Search the data for "collisionVolumeOffsets". Return each matching line.

(Stored data entries)

== == ==

PR #3721, opened 2019-09-03
Replace the AA laser sound with something better

Anarchid:
The current AA laser sound is basically a simple sine wave. It completely conflicts with most of the rest of the soundscape, is low quality, and is very loud and thus feels like it breaks immersion.

This replaces it with something a bit easier on the ear and a bit more interesting in construction.

Here's a video that showcases the replacement sound https://www.youtube.com/watch?v=NTBwS0PYXXg&feature=youtu.be


GoogleFrog:
I have not had a chance to look at this. I don't want to base my perception off the video because all the sounds on the video sound different and worse.

sprunk:
I can hear mouse clicks so the sound is probably from a microphone.

Anarchid:
Yep, it looks like OBS hooked onto mike rather than just capture the stream.

Anarchid:
Bump.

sprunk:
I think GF expects a video where OBS didn't hook onto Michael and captured the stream instead.

Anarchid:
Clarifying that would help.

GoogleFrog:
Any kind of comparison would be nice, otherwise this is left until I can get around to it and are reminded.

[aaCompare.zip](https://github.com/ZeroK-RTS/Zero-K/files/4258893/aaCompare.zip)

This is eight Gremlins firing. The new sound seems to be worse than the old one.

Anarchid:
I guess the higher frequencies in the candidate sound could be annoying. I'm still liking it a lot better on the grounds of actually having any texture.

sprunk:
I think the PR sounds better when there's like 1 or 2 units shooting (video in the first post) but the current sounds better when there are many units shooting (`aaCompare.zip`).

sprunk:
Sounds worse for multiple units shooting; reopen if a different sample appears

PR #3732, opened 2019-09-28
Fixed depth linearization for DoF

dvr333:


LuaUI/Widgets/Shaders/dof.fs
```diff
@@ -128,9 +128,9 @@ float LinearizeDepth(vec2 uv){
 
     float n22 = viewProjection[2][2];
 
-    return ((abs(((1.0 + depthNDC) * (1.0 + n22))/(2.0 * (depthNDC + n22)))
-      * (distanceLimits.y - distanceLimits.x)) + distanceLimits.x) / BLUR_START_DIST;
-    // return abs(viewProjection[3][2] / (viewProjection[2][2] + depthNDC)) / BLUR_START_DIST;
+    // return ((abs(((1.0 + depthNDC) * (1.0 + n22))/(2.0 * (depthNDC + n22)))
```
sprunk: It would be good if there was some comment on why this line is disabled and what can be done about it, something like "disabled in favour of the one below because of X, reinstate if Y".

dvr333:
Not sure why there is a conflict, but the dof-mouse-focus version is the correct one.

sprunk:
Conflict was due to d644d6caadee1ab5b6e74c32ba0a761fea640821 screwing up mergeability.

PR #3737, opened 2019-10-09
Don't offer beamlaser on lvl 2 (already baseline)

sprunk:


sprunk:
will test when i get back home in 10ish hours

Issue #3734, opened 2019-10-08
Unit shadows aren't being drawn properly.


aeonios:
I have both unit and terrain shadows enabled.

I see shadows for terrain, smoke, and nanoframes show up properly, but as soon as a nanoframe is completed its shadow disappears. There seem to be some weird effects as the nanoframe approaches completion, although I can't tell if that's just the nanoframe doing its final fill-in or if the shadow actually starts to disappear as the nanoframe is replaced by the unit model.

I don't think explosion debris is casting shadows either, so it's probably an issue with the solid models not being drawn to the shadow map.

[infolog.txt](https://github.com/ZeroK-RTS/Zero-K/files/3700288/infolog.txt)

Anarchid:
ZK has been drawing everything using with CUS shaders for a while (this is why you may notice some emissives pulsing etc). Possibly this fails for you?

Can you provide a screenshot of the issue for completeness?

aeonios:
Sure.
![screen00017](https://user-images.githubusercontent.com/7027766/66400209-0a211680-e9af-11e9-9d96-198b53c41b54.jpg)

I've seen the glowing unit thing and that seems to work fine. I've also noticed some new projectile lights on flaming debris. :P Aside from weird screen flickering from duck and to a lesser extent fencer missiles I haven't really noticed anything else being off though.

Anarchid:
Does the problem persist if you `/luarules disable` or `/luaui disable`?

aeonios:
[infolog_full.txt](https://github.com/ZeroK-RTS/Zero-K/files/3707152/infolog_full.txt)
Hopefully a better infolog.

/luarules disable does fix the shadows. /luaui disable does not.

sprunk:
@aeonios you can try the `bug3734wa` springsetting workaround, see #3739.

aeonios:
No, this workaround does not work. I've had it in my local zk $VERSION the whole time without realizing it and I still don't have shadows.

sprunk:
@lhog ^

lhog:
Also with disabled custom shadow map depth shader you should see terrain shadows casted by units. Do you see those?

aeonios:
[...]

PR #3739, opened 2019-10-10
Missing CUS shadows workaround

lhog:
https://github.com/ZeroK-RTS/Zero-K/issues/3734

In the future we should try to find someone else who doesn't see custom shadows in order to confirm the current theory of a buggy old NVidia driver.

### DIFF
--- a/LuaRules/Gadgets/api_custom_unit_shaders.lua
+++ b/LuaRules/Gadgets/api_custom_unit_shaders.lua
@@ -585,18 +585,6 @@ local function ObjectFinished(rendering, objectID, objectDefID)
 end
 
 
---[[
-
-	drawList            = {},
-	materialInfos       = {},
-	bufMaterials        = {},
-	bufShadowMaterials  = {},
-	materialDefs        = {},
-	loadedTextures      = {},
-
-
-]]--
-
 local function _CleanupEverything(rendering)
 	for objectID, mat in pairs(rendering.drawList) do
 		local DrawObject = mat[rendering.DrawObject]
--- a/LuaRules/Gadgets/api_custom_unit_shaders.lua
+++ b/LuaRules/Gadgets/api_custom_unit_shaders.lua
@@ -253,7 +253,6 @@ local function _CompileMaterialShaders(rendering)
 				matSrc.shadowDefinitions,
 				string.format("MatName: \"%s\"(%s)", matName, "Shadow")
 			)
-
 			if luaShader then
 				if matSrc.shadowShader then
 					if matSrc.shadowShaderObj then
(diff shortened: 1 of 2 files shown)


sprunk:
thanks!

Zlodeiko:
> #3734
> 
> In the future we should try to find someone else who doesn't see custom shadows in order to confirm the current theory of a buggy old NVidia driver.

Well, I have exactly that problem like in #3734, which I can’t cope with for several months now. I don’t really remember if the shadows worked before, but now they don’t work (the shadows are visible only from the relief, some effects and nanoframes). 
I don’t have any buggy old nvidia drivers because I have radeon rx570 with latest drivers.
I tried some common solutions - reinstalled the game, reinstalled the video card drivers - with no results.
I read threads on this issue here - understood almost nothing. What are these .lua files and what to do with them? Can anyone explain in detail to a simple lobster how to make these damned shadows work?

lhog:
I can send you some instructions how to work it around. In the same time I really want to understand why it might be happening and fix it properly. The fact that it doesn't work only for a few people suggests  me that something tiny is missing.  Are you tech savvy by a chance in a way that you can run custom widgets and upload the text or pictures they produce? If so contact ivand (another nichlkname of mine) on Discord.

Zlodeiko:
Figured out a little. Added that "bug3734wa = 1" entry in springsettings.cfg and shadows appeared. 
But I also noticed another problem that may be related to #3734. I can see bumpmapping water only by turning it off in "menu - settings - graphics - map detail" and turning it back on. But after a restart, it does not appear again.

lhog:
Yes, you could add a workaround that turns off custom shadow mapping, but it is what it says a "workaround". The proper solution is to find the cause and fix it. This issue is not reproducible on my GPU/drivers as well as for most of the players,  so I need someone with the issue and ability to put some extra files in the right places, run them and upload me results.

Are you qualified to do the above and willing to help?

Zlodeiko:
Sounds like something not very complicated) I will try to. I'll write to Discord when I'm ready.

lhog:
Thanks. Note, during the weekdays I'm only available for something more sophisticated than a quick chat in the evening after 6-7 pm (UTC+3)

lhog:
I managed to identify the issue. At least for AMD. The issue was caused by drivers to not accept fragment shader of shadow map program. Normally this shouldn't be happening, but compatibility profile of OpenGL in spring and/or some FFP legacy setting in the engine cause the described behavior. Perhaps this combination is described somewhere, but it's like looking for a needle in a haystack.

In the end I worked around that issue the same way it's done by the engine. BAR has patched version of api_cus and material files. I should be able to make a PR for ZK once I have a spare minute.

PR #3741, opened 2019-10-12
Elevating centre of Bertha so that terraformed Berthas are targettable

danfireman:
Currently Redbacks, Scorpions and Fleas can't target Berthas that have been terraformed up on high spikes. This is because the targetting centre of the Bertha is so low that the ground of the platform it's on blocks line of sight.

This pull request elevates the Berthas centre so that Fleas, Redbacks and Scorpions will be able to fire at it, while leaving the collision volumes and selection volumes untouched.

### DIFF
--- a/units/staticheavyarty.lua
+++ b/units/staticheavyarty.lua
@@ -10,15 +10,13 @@ unitDef = {
   buildingGroundDecalType       = [[staticheavyarty_aoplane.dds]],
   buildPic                      = [[staticheavyarty.png]],
   category                      = [[SINK]],
-  selectionVolumeOffsets        = [[0 -40 0]],
-  collisionVolumeOffsets        = [[0 -40 0]],
+  collisionVolumeOffsets        = [[0 0 0]],
   collisionVolumeScales         = [[70 194 70]],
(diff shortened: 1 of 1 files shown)


GoogleFrog:
Change the aimpos not the midpos.

sprunk:
There's a way to keep the aimpos low on un-terraformed buildings (for scythes etc) and only raise it when terraformed. See https://github.com/ZeroK-RTS/Zero-K/blob/0372f4db69bc6a7c2d55f7bf370ab31bba42f645/scripts/turretheavylaser.lua#L50

danfireman:
@GoogleFrog : Changed to aimpoint. Also properly centred aimpoint and hitbox. Also added wreck hitbox while in the area.

@sprunk : As discussed on Discord, not too sure how to get that working.

GoogleFrog:
I don't think the GG is required since BB is rarely damaged as part of a knife-edge battle. Does this aimpoint work at all build orientations? I recall there being an issue with horizontal offsets for aim and midpoints.

danfireman:
Aimpoint dot, collision volumes and where a Redback fires seem consistent and sensible in all your orientations.

Issue #3500, opened 2019-03-31
Look at Zephyr vs planes


GoogleFrog:
https://zero-k.info/Forum/Thread/28092

sprunk:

== == ==

**Worked solution:**
-  collisionVolumeOffsets        = [[0 -40 0]],
+  collisionVolumeOffsets        = [[0 0 0]],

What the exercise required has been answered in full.